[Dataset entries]
····················

PR #50, opened 2018-07-11
Python interface for Fourier

zbmorrow:
This branch implements a Python wrapper for the Fourier basis. I've tested this out in a Jupyter notebook.

### DIFF
--- a/Config/AltBuildSystems/TasmanianSG.py
+++ b/Config/AltBuildSystems/TasmanianSG.py
@@ -661,12 +661,6 @@ class TasmanianSparseGrid:
                 controls the density of the grid, i.e.,
                 the offset for the tensor selection, the meaning of
                 iDepth depends on sType
-                Example 1: sType == 'iptotal' will give a grid that
-                           interpolates exactly all polynomials of
-                           degree up to and including iDepth
-                Example 2: sType == 'qptotal' will give a grid that
-                           integrates exactly all polynomials of degree
-                           up to and including iDepth
 
         sType: string identifying the tensor selection strategy
               'level'     'curved'     'hyperbolic'     'tensor'
@@ -1609,7 +1603,7 @@ class TasmanianSparseGrid:
         if (iNumPoints == 0):
             return np.empty([0,iNumOuts], np.float64)
 
-        if not self.isFourier():
+        if (not self.isFourier()):
             aSurp = np.empty([iNumOuts * iNumPoints], np.float64)
             self.pLibTSG.tsgGetHierarchicalCoefficientsStatic(self.pGrid, np.ctypeslib.as_ctypes(aSurp))
         else:
@@ -1727,7 +1721,7 @@ class TasmanianSparseGrid:
             raise TasmanianInputError("llfCoefficients", "ERROR: leading dimension of llfCoefficients is {0:1d} but the number of current points is {1:1d}".format(llfCoefficients.shape[0], self.getNumNeeded()))
         if (llfCoefficients.shape[1] != self.getNumOutputs()):
             raise TasmanianInputError("llfCoefficients", "ERROR: second dimension of llfCoefficients is {0:1d} but the number of outputs is set to {1:1d}".format(llfCoefficients.shape[1], self.getNumOutputs()))
-        if (self.isFourier() and not np.iscomplexobj(llfCoefficients)):
+        if (self.isFourier() and (not np.iscomplexobj(llfCoefficients))):
             raise TasmanianInputError("llfCoefficients", "ERROR: using Fourier grid but llfCoefficients is not complex")
 
         iNumPoints = llfCoefficients.shape[0]
--- a/Config/AltBuildSystems/TasmanianSG.py
+++ b/Config/AltBuildSystems/TasmanianSG.py
@@ -82,7 +82,7 @@ class TasmanianSimpleSparseMatrix:
     def getDenseForm(self):
         if ((self.iNumRows == 0) or (self.iNumCols == 0)):
             return np.empty([0,0], np.float64)
-        aMat = np.zeros([self.iNumRows, self.iNumCols], np.float64)
+        aMat = np.zeros([self.iNumRows, self.iNumCols], np.float64 if not np.iscomplexobj(self.aVals) else np.complex128)
         for iI in range(self.iNumRows):
             iJ = self.aPntr[iI]
             while(iJ < self.aPntr[iI+1]):
@@ -209,6 +209,7 @@ class TasmanianSparseGrid:
         self.pLibTSG.tsgIsSequence.argtypes = [c_void_p]
         self.pLibTSG.tsgIsLocalPolynomial.argtypes = [c_void_p]
         self.pLibTSG.tsgIsWavelet.argtypes = [c_void_p]
+        self.pLibTSG.tsgIsFourier.argtypes = [c_void_p]
         self.pLibTSG.tsgSetDomainTransform.argtypes = [c_void_p, POINTER(c_double), POINTER(c_double)]
         self.pLibTSG.tsgIsSetDomainTransfrom.argtypes = [c_void_p]
         self.pLibTSG.tsgClearDomainTransform.argtypes = [c_void_p]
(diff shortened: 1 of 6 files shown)


InterfacePython/TasmanianSG.in.py
```diff
@@ -644,6 +645,74 @@ def makeWaveletGrid(self, iDimension, iOutputs, iDepth, iOrder=1, liLevelLimits=
...
+
+        liAnisotropicWeights: list or numpy.ndarray of weights
+                              length must be iDimension or 2*iDimension
+                              the first iDimension weights
+                                                       must be positive
+                              see the manual for details
+
+        '''
+        if (iDimension <= 0):
+            raise TasmanianInputError("iDimension", "ERROR: dimension should be a positive integer")
```
mkstoyanov: * the exceptions must be tested
* inside `testsTSG.in.py` look for function `def testBasicException()`. You want to essentially repeat the first group of tests that relates to `makeSequenceGrid()`, but make it for `def makeFourierGrid()`

InterfacePython/TasmanianSG.in.py
```diff
@@ -644,6 +645,74 @@ def makeWaveletGrid(self, iDimension, iOutputs, iDepth, iOrder=1, liLevelLimits=
...
+            if (len(liLevelLimits) != iDimension):
+                raise TasmanianInputError("liLevelLimits", "ERROR: invalid number of level limits, must be equal to iDimension")
+            pLevelLimits = (c_int*iDimension)()
+            for iI in range(iDimension):
+                pLevelLimits[iI] = liLevelLimits[iI]
+
+        if (sys.version_info.major == 3):
+            sType = bytes(sType, encoding='utf8')
+
+        self.pLibTSG.tsgMakeFourierGrid(self.pGrid, iDimension, iOutputs, iDepth, c_char_p(sType), pAnisoWeights, pLevelLimits)
```
mkstoyanov: * you should test one call to the grid to see if it returns the correct set of points. Use pen and paper to write down the points (in Tasmanian order) for a small grid (2D with 10 - 20 points). Then, inside `testsTSG.in.py` add a test inside `def testFullCoverageA()` that makes a grid, reads the points and compares.

SparseGrids/TasmanianSparseGrid.cpp
```diff
@@ -1585,6 +1585,14 @@ void tsgMakeLocalPolynomialGrid(void *grid, int dimensions, int outputs, int dep
 void tsgMakeWaveletGrid(void *grid, int dimensions, int outputs, int depth, int order, const int *limit_levels){
     ((TasmanianSparseGrid*) grid)->makeWaveletGrid(dimensions, outputs, depth, order, limit_levels);
 }
+void tsgMakeFourierGrid(void *grid, int dimensions, int outputs, int depth, const char *sType, const int *anisotropic_weights, const int *limit_levels){
```
mkstoyanov: * the C interface is good, but must test the grid I/O as well
* inside `testsTSG.in.py`, look for `def testBasicIO()`, between the tests for wavelets and conformal transforms add a few tests regarding the read/write in different formats

zbmorrow:
I wasn't 100% sure if modifying `GridFourier::integrate()` was appropriate for this pull request. However, if I left that alone, then I would have had to load the function values into both grids in the Python tests of `getHierarchicalCoefficients`, which would give an incorrect test result if `getHierarchicalCoefficients` does nothing. I guess I could have used `np.testing.assert_equal`, though...

SparseGrids/tsgGridFourier.cpp
```diff
@@ -735,17 +735,29 @@ void GridFourier::evaluateBatchGPUmagma(const double x[], int num_x, double y[],
 }
 
 void GridFourier::integrate(double q[], double *conformal_correction) const{
```
mkstoyanov: * make a separate pull-request, this is a bug that slipped the C++ tests
* check `GridSequence::integrate()` for reference (switch the if-statement)
* there is no need of OpenMP here, `integrate` is something done once and the speedup would be marginal anyway

zbmorrow:
Rebased and verified that no modified files have trailing whitespaces

Config/AltBuildSystems/TasmanianSG.py
```diff
@@ -644,6 +646,74 @@ def makeWaveletGrid(self, iDimension, iOutputs, iDepth, iOrder=1, liLevelLimits=
...
+        iOutputs: int (non-negative)
+              the number of outputs
+
+        iDepth: int (non-negative)
+                controls the density of the grid, i.e.,
+                the offset for the tensor selection, the meaning of
+                iDepth depends on sType
+                Example 1: sType == 'iptotal' will give a grid that
+                           interpolates exactly all polynomials of
+                           degree up to and including iDepth
```
mkstoyanov: * this relates to `OneDimensionalMeta::getIExact()` and `OneDimensionalMeta::getQExact()`, which currently default Fourier grids to just `level`
* remove the two examples from the comment, we will make examples later once we figure out the frequencies
* you have to change the main file and then regenerate the windows/GNU Make files

Config/AltBuildSystems/TasmanianSG.py
```diff
@@ -1634,9 +1727,21 @@ def setHierarchicalCoefficients(self, llfCoefficients):
             raise TasmanianInputError("llfCoefficients", "ERROR: leading dimension of llfCoefficients is {0:1d} but the number of current points is {1:1d}".format(llfCoefficients.shape[0], self.getNumNeeded()))
         if (llfCoefficients.shape[1] != self.getNumOutputs()):
             raise TasmanianInputError("llfCoefficients", "ERROR: second dimension of llfCoefficients is {0:1d} but the number of outputs is set to {1:1d}".format(llfCoefficients.shape[1], self.getNumOutputs()))
+        if (self.isFourier() and not np.iscomplexobj(llfCoefficients)):
```
mkstoyanov: * be explicit about brackets in if-statments
```
if (self.isFourier() and (not np.iscomplexobj(llfCoefficients))):
```

Config/AltBuildSystems/TasmanianSG.windows.py
```diff
@@ -644,6 +646,74 @@ def makeWaveletGrid(self, iDimension, iOutputs, iDepth, iOrder=1, liLevelLimits=
...
+              the number of inputs
+
+        iOutputs: int (non-negative)
+              the number of outputs
+
+        iDepth: int (non-negative)
+                controls the density of the grid, i.e.,
+                the offset for the tensor selection, the meaning of
+                iDepth depends on sType
+                Example 1: sType == 'iptotal' will give a grid that
```
mkstoyanov: * same as before, remove the examples

Config/AltBuildSystems/TasmanianSG.py
```diff
@@ -1134,6 +1204,12 @@ def isWavelet(self):
         '''
         return (self.pLibTSG.tsgIsWavelet(self.pGrid) != 0)
 
+    def isFourier(self):
+        '''
+        returns True if using a Fourier grid
+        '''
+        return (self.pLibTSG.tsgIsFourier(self.pGrid) != 0)
```
mkstoyanov: * nothing wrong, just giving a comment
* in C programming language, when integers are used as booleans, e.g.,
```
int a;
...
if (a) ...
```
then `0` is interpreted as `false`, while any non-zero value is `1`. It is better to make the check explicit, but always stick to the convention:
```
if (a != 0)
```
every time integers are used as flags for booleans.

Config/AltBuildSystems/TasmanianSG.py
```diff
@@ -1532,8 +1608,15 @@ def getHierarchicalCoefficients(self):
         iNumPoints = self.getNumLoaded()
         if (iNumPoints == 0):
             return np.empty([0,iNumOuts], np.float64)
-        aSurp = np.empty([iNumOuts * iNumPoints], np.float64)
-        self.pLibTSG.tsgGetHierarchicalCoefficientsStatic(self.pGrid, np.ctypeslib.as_ctypes(aSurp))
+
+        if not self.isFourier():
```
mkstoyanov: * add brackets for consistency
```
if (not self.isFourier()):
```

····················

TASK DESCRIPTION – Filter the records for the word "tsgIsWavelet" and show every line that has it.

EXERCISE SOLUTION –
         self.pLibTSG.tsgIsWavelet.argtypes = [c_void_p]
         return (self.pLibTSG.tsgIsWavelet(self.pGrid) != 0)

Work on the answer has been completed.